Every function should include a roxygen2 header.
- The first line of the documentation should be a concise description of the function without a full stop
- Every argument of the function should be documented with
@param
. Text should be in sentence case and end in a full stop.
Assertions, things expected to always be true about the code, should be tested in-line. healthinequality-code offers some good background.
Functions should contain logical tests that catch glaring errors when functions are called. Consider the following example from visit_sequence()
:
valid_types <- c("default", "correlation", "proportion", "weighted total",
"weighted absolute total")
if (!type %in% valid_types) {
stop(
"Error: 'type' argument must be one of: ",
paste0(valid_types, collapse = ", ")
)
}
Whenever you are tempted to type something into a print statement or a debugger expression, write it as a test instead. — Martin Fowler
Every function should include a corresponding test file in tests/testthat/
.
Use usethis::use_testthat()
to create a new test file for library(syntheval)

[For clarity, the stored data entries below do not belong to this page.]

PR #5395, opened 2023-01-12
Add docker-compose example for easy setup of graph education APIs

rhafer:
This sets up an OpenLDAP instance and a standalone ocis graph service (behind a traefik proxy). This is mainly for testing/experimenting with the graph/education endpoints.

Leaving this as draft for now for gaining feedback.  I am not sure if we really should have it in here.


rhafer:
BTW, I am using bitnami/openldap images here (our other examples a still using osixia/openldap). Mainly because the osixia images appear to be pretty much unmaintained (no change since 2 year) and are using an OpenLDAP release that already reached EOL. 

I guess we should switch our other examples to a more up-to-date image as well. Requires some porting effort though, as the bitnami images are not a simple drop-in replacement for osixia.

butonic:
I think we should have this public, yes.

Then again, maybe the education api should be usable OOTB with oidc?

Excds:
> Then again, maybe the education api should be usable OOTB with oidc?

Well, it would make things simpler. Would there be any downsides to this?

mmattel:
Note that any examples written into the examples directory are automatically available without additional step in the [admin docu](https://doc.owncloud.com/ocis/next/deployment/container/orchestration/orchestration.html#docker-compose-examples) 😃 

If we want to produce an own page with descriptions and explanations like we do for [Small-Scale with systemd](https://doc.owncloud.com/ocis/next/depl-examples/small-scale.html), this needs to be setup, but we can then reference to content from that example directory easily.

PR #5416, opened 2023-01-17
Allow patching of EducationClass properties.

### LINKED ISSUE #5410: [ocis] libregraph: Add support for updating educationClass properties
## User Story

* > As a 3rdparty management platform i need to change the properties of classes to keep them in sync with the central IDM

## Description

PATCH support on `graph/v1.0/education/classes/{class-id}` is currently incomplete. We need to add support for updating class names and the externalId.

## Acceptance criteria

- [ ] PATCH on `graph/v1.0/education/classes/{class-id}` can update the class name
- [ ] PATCH on `graph/v1.0/education/classes/{class-id}` can update the class externalID

## Definition of ready
[ ] everybody needs to understand the value written in the user story
[ ] acceptance criteria has to be defined
[ ] all dependencies of the user story need to be identified
[ ] feature should be seen from an end user perspective
[ ] user story has to be estimated
[ ] story points need to be less then 20

## Definition of done
- Functional requirements
[ ] functionality described in the user story works
[ ] acceptance criteria are fulfilled
- Quality
[ ] code review happened
[ ] CI is green
[ ] critical code received unit tests by the developer
[ ] automated tests passed (if automated tests are not available, this test needs to be created and passed
- Non-functional requirements
[ ] no sonar cloud issues

ainmosni:
As described in #5410: add support for updating educationClass properties.
This adds the `UpdateEducationClass` to the `EducationBackend` interface,
and implements it on the `ErrEducationBackend` and `LDAP` backends.

It also alters `PatchEducationClass` to call the `UpdateEducationClass` method.

Besides event emitting this takes care of most of #5410


services/graph/pkg/identity/ldap_education_class.go
```diff
@@ -139,6 +140,106 @@ func (i *LDAP) DeleteEducationClass(ctx context.Context, id string) error {
...
+		}
+	}
+
+	if class.GetOnPremisesSamAccountName() != "" {
+		return nil, errorcode.New(errorcode.NotSupported, "changing the SAM account name is currently not supported")
+	}
+
+	if class.GetOnPremisesDomainName() != "" {
+		return nil, errorcode.New(errorcode.NotSupported, "changing the SAM account name is currently not supported")
+	}
```
rhafer, line 171: Ugh. Seems we need to bump the libregraph-api module.`onPremisesSamAccountName` and `onPremisesDomainName` were removed from `educationClass`  recently. Could be please remove the code touching these two attributes? Sorry for that.

rhafer (changes requested):

services/graph/pkg/identity/ldap_education_class.go
ainmosni: These have been removed.

services/graph/pkg/service/v0/educationclasses.go
```diff
@@ -166,8 +176,8 @@ func (g Graph) PatchEducationClass(w http.ResponseWriter, r *http.Request) {
 		}
 		return
 	}
-	render.Status(r, http.StatusNoContent) // TODO StatusNoContent when prefer=minimal is used, otherwise OK and the resource in the body
-	render.NoContent(w, r)
+	render.Status(r, http.StatusOK) // TODO StatusNoContent when prefer=minimal is used, otherwise OK and the resource in the body
```
rhafer, line 179: I don't think we should change that here. In this PR. We have a couple of other places where we still return 204 without the `prefer=minimal` set. If we want to change that we should make that consistently everywhere. But I think that should be part of a separate PR. Would you mind adding an issue for that?

rhafer (changes requested):
Just a small comment about the status code. Other than that this looks fine to me.

services/graph/pkg/service/v0/educationclasses.go
ainmosni: Reverted the lines and added the issue here: https://github.com/owncloud/ocis/issues/5445

rhafer (approved):

PR #5423, opened 2023-01-18
[docs-only] ADR for service authorization

butonic:
please comment in this PR


docs/ocis/adr/0021-service-authorization.md
```diff
@@ -0,0 +1,80 @@
...
+
+## Decision Drivers
+
+* It should be possible to represent this as servicePrincipals in the libregraph API, similar to the [MS Graph servicePrincipal](https://learn.microsoft.com/en-us/graph/api/resources/serviceprincipal?view=graph-rest-1.0).
+* Services should check permissions using the ocis permissions or reva auth service, we don't want to introduce a new mechanism for this
+
+## Considered Options
+
+* [Service Accounts](#service-accounts)
+* [Auth Manager type Space-Owner](#auth-manager-type-space-owner)
```
butonic, line 34: go micro may have a concept for service accounts: https://github.com/go-micro/go-micro/blob/master/auth/auth.go#L55-L68 and uses [Rules](https://github.com/go-micro/go-micro/blob/master/auth/auth.go#L55-L68) to limit access to resources, see also the [example](https://github.com/go-micro/examples/blob/main/auth/auth.go)

docs/ocis/adr/0021-service-authorization.md
```diff
@@ -0,0 +1,80 @@
...
+* ???
+* ???
+* ???
+
+## Pros and Cons of the Options
+
+### Service Accounts
+
+Implement service accounts to mimic the MS graph servicePrincipals for an application. The appRoles can be used to limit the interactions to other services, e.g. `Files.Read.All` to allow the servicePrincipal reading all files in all drives of a tenant. 
+An application is represented by a dedicated servicePrincipal per tenant, which is created when granting an application access to a tenant (currently instace) by an admin. These servicepPrancipals then get an appRoleAssignment for the appRoles defined by the application.
```
kobergj, line 57:
```suggestion
An application is represented by a dedicated servicePrincipal per tenant, which is created when granting an application access to a tenant (currently instace) by an admin. These servicePrincipals then get an appRoleAssignment for the appRoles defined by the application.
```

docs/ocis/adr/0021-service-authorization.md
```diff
@@ -0,0 +1,80 @@
...
+An application could be the search service (or only a content extraction service), a workflow service, a publication service or any other service.
+
+TODO which services need a service account?
+TODO do we store them in the same user backend? CS3 has USER_TYPE_SERVICE and USER_TYPE_APPLICATION, where application is sth like collabora and service is afaict sth like service accounts. No, but we have to implement a new reva auth-service manager.
+
+* Good, because we could replace machine auth with specific service accounts and no longer have to distribude a shared secret everywhere
+* Bad, because we don't know if a there are placles in the code that try to look up a user with USER_TYPE_SERVICE at the cs3 users service ... they might not exist there ... or do we have to implement a userregistry, similar to the authregistry?
```
kobergj, line 64:
```suggestion
* Bad, because we don't know if a there are places in the code that try to look up a user with USER_TYPE_SERVICE at the cs3 users service ... they might not exist there ... or do we have to implement a userregistry, similar to the authregistry?
```

docs/ocis/adr/0021-service-authorization.md
```diff
@@ -0,0 +1,80 @@
...
+* Bad, because we have to write codemanage service accounts in the admin ui
+
+
+### Auth Manager type Space-Owner
+
+We could implement a new auth manager that can authenticate space owners, a CS3 user type we introduced for project spaces which 'have no owner', only one or more managers.
+
+* Good, because it reuses the space owner user type
+* Bad, because the space owner always has write permisson
+* Bad, because we don't know if a there are placles in the code that try to look up a user with USER_TYPE_SPACE_OWNER at the cs3 users service ... they might not exist there ... or do we have to implement a userregistry, similar to the authregistry?
```
kobergj, line 75:
```suggestion
* Bad, because we don't know if a there are places in the code that try to look up a user with USER_TYPE_SPACE_OWNER at the cs3 users service ... they might not exist there ... or do we have to implement a userregistry, similar to the authregistry?
```

docs/ocis/adr/0021-service-authorization.md
```diff
@@ -0,0 +1,80 @@
...
+
+* Good, because we could replace machine auth with specific service accounts and no longer have to distribude a shared secret everywhere
+* Bad, because we don't know if a there are placles in the code that try to look up a user with USER_TYPE_SERVICE at the cs3 users service ... they might not exist there ... or do we have to implement a userregistry, similar to the authregistry?
+* Bad, because we have to provision and manage service accounts on init
+* Bad, because we have to write codemanage service accounts in the admin ui
+
+
+### Auth Manager type Space-Owner
+
+We could implement a new auth manager that can authenticate space owners, a CS3 user type we introduced for project spaces which 'have no owner', only one or more managers.
```
kobergj, line 71: I don't completely understand this option. This `space owner` is not a real user? How do I impersonate it?

docs/ocis/adr/0021-service-authorization.md
```diff
@@ -0,0 +1,80 @@
...
+
+## Pros and Cons of the Options
+
+### Service Accounts
+
+Implement service accounts to mimic the MS graph servicePrincipals for an application. The appRoles can be used to limit the interactions to other services, e.g. `Files.Read.All` to allow the servicePrincipal reading all files in all drives of a tenant. 
+An application is represented by a dedicated servicePrincipal per tenant, which is created when granting an application access to a tenant (currently instace) by an admin. These servicepPrancipals then get an appRoleAssignment for the appRoles defined by the application.
+An application could be the search service (or only a content extraction service), a workflow service, a publication service or any other service.
+
+TODO which services need a service account?
```
kobergj, line 60: We can already start composing a list:
```
search, audit, notifications, thumbnails
```

butonic: Why does `thumbnails` need a service account? It does not listen to events but creates thumbnails on the fly. It can do that with the logged in user. In the graph api this maps to delegated permissions, where the user grants a service one of his permissions to act on his behalf. Or the admin grants a delegated permission on behalf of all users. But that would mean that we would have to build a request context that contains not only the logged in user, but also the servicePrancipal. Only then could the permission system evaluate a `Files.Read.All` delegated permission granted to the servicePrincipal by taking the logged in user into account.

To clarify, ms graph also distinguishes between [application and delegated permissions](https://learn.microsoft.com/en-us/graph/permissions-overview?tabs=http#comparison-of-delegated-and-application-permissions):

Permission name | Type | ID
-- | -- | --
Files.ReadWrite.All | Application | 75359482-378d-4052-8f01-80520e7db3cd
`Files.ReadWrite.All` | Delegated | 863451e7-0667-486c-a5d6-d135439485f0

In any case, this would allow restricting the permissions a service has even further. We could ggive the thumbnails service the `Files.ReadWrite.All` delegated permission. AFAICT we would have to extend the CS3 `CheckPermissionRequest` to contain a servicePrincipal property.

docs/ocis/adr/0021-service-authorization.md
butonic: Currently it is not, because it is not part of the user manager. That is why you cannet use auth machine to impersonate him: auth machine tries to fetch user details from the user manager, but there are no type space_owner osers, so that call always fails. Hence the need for a new auth provider specific to type space_owner, which skips the getUser call any just builds a generic user object for space owners.

kobergj: Ah got it now :+1:  Thanks for clarifying!

C0rby:
I think service accounts or service principals are the way to go.
But a few questions are still open.
You already wrote `TODO do we store them in the same user backend?`

Other questions are:
* How to we "provision" service accounts?
  * Meaning how/where do we assign roles/permissions to them?
* How do services declare what permissions they need?
  * Especially useful when the admin wants to use a (maybe closed source) 3rd party extension. (Some day in the future)

docs/ocis/adr/0021-service-authorization.md
```diff
@@ -0,0 +1,80 @@
...
+## Pros and Cons of the Options
+
+### Service Accounts
+
+Implement service accounts to mimic the MS graph servicePrincipals for an application. The appRoles can be used to limit the interactions to other services, e.g. `Files.Read.All` to allow the servicePrincipal reading all files in all drives of a tenant. 
+An application is represented by a dedicated servicePrincipal per tenant, which is created when granting an application access to a tenant (currently instace) by an admin. These servicePrincipals then get an appRoleAssignment for the appRoles defined by the application.
+An application could be the search service (or only a content extraction service), a workflow service, a publication service or any other service.
+
+TODO which services need a service account?
+TODO do we store them in the same user backend? CS3 has USER_TYPE_SERVICE and USER_TYPE_APPLICATION, where application is sth like collabora and service is afaict sth like service accounts. No, but we have to implement a new reva auth-service manager.
```
rhafer, line 61: Is this still really a `TODO`? You seem to be given the answer for this already. (unless I am misreading something)

If this item is still open, we need to take into a account that we might be talking to a read-only backend, with no possibility to add any application specific service accounts.

docs/ocis/adr/0021-service-authorization.md
```diff
@@ -0,0 +1,80 @@
...
+geekdocFilePath: 0020-service-authorization.md
+---
+
+* Status: proposed
+* Deciders: @butonic
+* Date: 2023-01-18
+
+## Context and Problem Statement
+
+Some services need access to file content without a user being logged in. We currently pass the owner or manager
```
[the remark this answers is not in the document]
butonic: Good point. go micro automatically creates an account for every service. And service accounts would not only allow checking if a sarvice can make file related calls, but also e.g. user or group provisioning.

docs/ocis/adr/0021-service-authorization.md
butonic: Well, this is the Service Accounts option, so I put TODOs and questions here. But this TODO applies to the Auth Manager type Space-Owner as well ...

docs/ocis/adr/0021-service-authorization.md
```diff
@@ -0,0 +1,127 @@
...
+antivirus | | `Files.Read.All` | As part of postprocessing this is event triggered and requires an application permission.
+
+
+#### Why don't we need service accounts for services that manage and list users?
+Actually, we do. One side of introducing service accounts is giving every service a service account. The other is actually making called services check the permissions of the service account. We first need service accounts for search indexing and antivirus because they actually solve a problem there. Then we can gradually increase the security of the inter service communication by requiring more and more permissions, e.g. for managing user accounts.
+
+#### Where do we store them? In the same user backend?
+In the CS3 API we can find USER_TYPE_SERVICE and USER_TYPE_APPLICATION, where application is something like collabora and service is afaict sth like service accounts.
```
dragotin, line 79: The meaning of USER_TYPE_SERVICE  is hard to understand. Please provide a sentence to explain that.

docs/ocis/adr/0021-service-authorization.md
```diff
@@ -0,0 +1,127 @@
...
+
+#### Do we have to implement a new reva auth-service manager?
+
+#### Do graph permission names have to bleed into the internal CS3 implementation?
+Maybe not, AFAICT we could internally use spicedb and use it to implement the permission checks.
```
dragotin, line 84: Maybe not? What are the pros and cons, or decision points if or if not?

docs/ocis/adr/0021-service-authorization.md
```diff
@@ -0,0 +1,127 @@
...
+What if we logically AND the delegated permission with the users scope?
+
+How does go micro solve this?
+
+To be clear: this has nothing to do with the scope.
+
+
+#### How do we "provision" service accounts?
+
+#### How/where do we assign roles/permissions to them?
```
dragotin, line 103: replace "to them" by "to service accounts" probably.

docs/ocis/adr/0021-service-authorization.md
```diff
@@ -0,0 +1,127 @@
...
+How do services declare what permissions they need?
+  Especially useful when the admin wants to use a (maybe closed source) 3rd party extension. (Some day in the future)
+
+* Good, because we could replace machine auth with specific service accounts and no longer have to distribude a shared secret everywhere
+* Bad, because we don't know if a there are places in the code that try to look up a user with USER_TYPE_SERVICE at the cs3 users service ... they might not exist there ... or do we have to implement a userregistry, similar to the authregistry?
+* Bad, because we have to provision and manage service accounts on init
+* Bad, because we have to write codemanage service accounts in the admin ui
+
+
+### Auth Manager type Space-Owner
```
dragotin, line 115: This heading does not make sense for me, maybe my fault, but still...

butonic:
@dragotin @rhafer @C0rby @kobergj I updated the PR to now be about how we implement service accounts. This is different from service authorization, but a prerequisite for service authorization is actually having service accounts. It also reduces the scope of the ADR significantly. Please give it another review.

docs/ocis/adr/0021-service-authorization.md
butonic: Changed to `Impersonate Space-Owners`

docs/ocis/adr/0021-service-authorization.md
butonic: Moved description to the Service Accounts section.

docs/ocis/adr/0021-service-authorization.md
butonic: Explicitly mentioned in the updated Service Accounts section

docs/ocis/adr/0021-service-authorization.md
butonic: Moved to the updated Service Accounts section.

docs/ocis/adr/0021-service-authorization.md
butonic: Discussing the ADR with @C0rby we decided to actually solve the problem at hand and introduce service accounts because it is a prerequesite for service authorization.

docs/ocis/adr/0021-service-authorization.md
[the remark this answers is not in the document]
butonic: Deferred to a lated ADR that will deal with authorizing services to limit the request they lan make on behalf of other users (e.g. the thumbnailer should only be able to read files, even if the user can write them)

micbar (approved):
LGTM now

. Test files have three layers:
- expectations describe the expected result of a computation
- tests are collections of expectations related to the same functionality
- files are groups of related tests
Consider the following example from Advanced R:
context("String length")
library(stringr)
test_that("str_length is number of characters", {
expect_equal(str_length("a"), 1)
expect_equal(str_length("ab"), 2)
expect_equal(str_length("abc"), 3)
})
test_that("str_length of factor is length of level", {
expect_equal(str_length(factor("a")), 1)
expect_equal(str_length(factor("ab")), 2)
expect_equal(str_length(factor("abc")), 3)
})
test_that("str_length of missing is missing", {
expect_equal(str_length(NA), NA_integer_)
expect_equal(str_length(c(NA, 1)), c(NA, 1))
expect_equal(str_length("NA"), 2)
})
Our workflow:
- Every function should have tests. Write tests before writing a new function.
- Develop code. Add tests as functionality changes.
- Always run the tests after building the package with
devtools::test()
A few suggestions:
- Always write a test when you discover a bug
- Test each behavior once and only once--if possible
- Test simple code. Spend even more time testing complex/fragile code
Tests will focus on if correct values are returned by a function, if the return values are of the right class, and if error messages are thrown when necessary. The test workflow will also catch warnings and errors from all code called in the code base.
Here are common expect_*()
functions:
expect_equal()
expect_identical()
expect_match()
expect_output()
expect_warning()
expect_error()
expect_is()
expect_true()
expect_false()
Note: do not use devtools::load_all(.)
in test files.
Assertions should be used to catch user errors or unexpected results. Tests should be used to catch design errors and errors in the code base.